Por meio do PAA, o governo compra alimentos diretamente da agricultura familiar para distribuir nas periferias e regiões de alto índice de desnutrição. Há 10 anos, o valor investido no programa chegou em R$ 585 milhões em todo o país, de acordo com a Companhia Nacional de Abastecimento (Conab). Considerando o montante de recursos repassados para estados e municípios, o valor chegou a R$ 840 milhões no mesmo período. Hoje, os valores não ultrapassam R$ 50 milhões.

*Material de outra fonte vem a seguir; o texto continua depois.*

PR #442, opened 2020-03-11
Fix unexpected pre-processing order

yuliasherman:
Fix the case when non-primary replicas complete pre-processing before the primary:

1. Store PreProcessRequest ing RequestProcessingInfo during RequestProcessingInfo constructing.
2. In case all non-primary replicas returned with the reply, verify that the primary has completed the pre-execution. If not, wait for it.
3. Retry primary pre-execution only after its hash has been calculated.

https://jira.eng.vmware.com/browse/BC-1785

### DIFF
--- a/bftengine/src/preprocessor/PreProcessor.cpp
+++ b/bftengine/src/preprocessor/PreProcessor.cpp
@@ -291,15 +291,16 @@ void PreProcessor::finalizePreProcessing(NodeIdType clientId, SeqNum reqSeqNum) 
 
 uint16_t PreProcessor::numOfRequiredReplies() { return myReplica_.getReplicaConfig().fVal + 1; }
 
-void PreProcessor::registerClientPreProcessRequest(ClientPreProcessReqMsgUniquePtr clientReqMsg) {
+void PreProcessor::registerRequest(ClientPreProcessReqMsgUniquePtr clientReqMsg,
+                                   PreProcessRequestMsgSharedPtr preProcessRequestMsg) {
   const uint16_t &clientId = clientReqMsg->clientProxyId();
   const ReqId &requestSeqNum = clientReqMsg->requestSeqNum();
   {
     // Only one request is supported per client for now
     auto &clientEntry = ongoingRequests_[clientId];
     lock_guard<mutex> lock(clientEntry->mutex);
-    clientEntry->clientReqInfoPtr =
-        make_unique<RequestProcessingInfo>(numOfReplicas_, numOfRequiredReplies(), requestSeqNum, move(clientReqMsg));
+    clientEntry->clientReqInfoPtr = make_unique<RequestProcessingInfo>(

Outra forma de fomento importante na agricultura familiar é o Programa Nacional de Alimentação Escolar (Pnae), que financia as merendas escolares das redes públicas de ensino municipais, estaduais e federal – abrangendo os diferentes níveis: educação infantil, ensino fundamental, ensino médio e educação de jovens e adultos. Uma das exigências do programa, fruto da mobilização social, é de que no mínimo 30% do valor repassado pelo governo federal, no âmbito do Pnae, seja utilizado para a compra de alimentos diretamente da agricultura familiar. Porém, desde 2017, a verba destinada ao Pnae não é reajustada pelo governo federal. Atualmente, a depender da categoria da unidade de ensino, o programa destina por aluno ao dia, entre R$ 0,32, no caso do ensino médio, e R$ 1,07, no caso das creches. Recentemente, vimos na mídia relatos de crianças dividindo bolachas nas refeições no ensino público.
Com o Consea, as organizações da sociedade civil e movimentos sociais têm de volta seus espaços de participação em debates sobre as violações do Direito Humano à Alimentação e Nutrição Adequadas. Espera-se a implementação, acompanhamento, controle e financiamento das diretrizes da Política Nacional de Segurança Alimentar e Nutricional, levando em conta as propostas do Conselho Nacional de Segurança Alimentar e Nutricional. O Consea é considerado um marco na história da Nova República brasileira por sua capacidade de garantir a existência de uma política de Segurança Alimentar e Nutricional aos brasileiros. A reativação deste órgão põe uma luz na luta pelo fim da fome e da miséria em nosso país.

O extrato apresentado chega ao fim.